Dense and Sparse Coding: Theory and Architectures.

2020 
The sparse representation model has been successfully utilized in a number of signal and image processing tasks; however, recent research has highlighted its limitations in certain deep-learning architectures. This paper proposes a novel dense and sparse coding model that considers the problem of recovering a dense vector $\mathbf{x}$ and a sparse vector $\mathbf{u}$ given linear measurements of the form $\mathbf{y} = \mathbf{A}\mathbf{x}+\mathbf{B}\mathbf{u}$. Our first theoretical result proposes a new natural geometric condition based on the minimal angle between subspaces corresponding to the measurement matrices $\mathbf{A}$ and $\mathbf{B}$ to establish the uniqueness of solutions to the linear system. The second analysis shows that, under mild assumptions and sufficient linear measurements, a convex program recovers the dense and sparse components with high probability.
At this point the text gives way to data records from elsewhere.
PR #984, opened 2026-07-20
Added GPU selection

InfernoAmaruq:
in lovr.conf, t.graphics.selectGPU takes a function and lets you choose what GPU you want lovr to use

Only for Vulkan

usage example for selecting discrete GPU:
```lua
-- in lovr.conf
t.graphics.selectGPU = function(gpus)
    for Idx, Device in ipairs(gpus) do
        if Device.discrete then return Idx end
    end
    return 1
end
```

Has fields: `.vendor, .name, .id, .discrete, .renderer`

The standard RIPless analysis cannot be directly applied to this setup. Our proof is a non-trivial adaptation of techniques from anisotropic compressive sensing theory and is based on an analysis of a matrix derived from the measurement matrices $\mathbf{A}$ and $\mathbf{B}$. We begin by demonstrating the effectiveness of the proposed model on simulated data. Then, to address its use in a dictionary learning setting, we propose a dense and sparse auto-encoder (DenSaE) that is tailored to it. We demonstrate that a) DenSaE denoises natural images better than architectures derived from the sparse coding model ($\mathbf{B}\mathbf{u}$), b) training the biases in the latter amounts to implicitly learning the $\mathbf{A}\mathbf{x} + \mathbf{B}\mathbf{u}$ model, and c) $\mathbf{A}$ and $\mathbf{B}$ capture low- and high-frequency contents, respectively.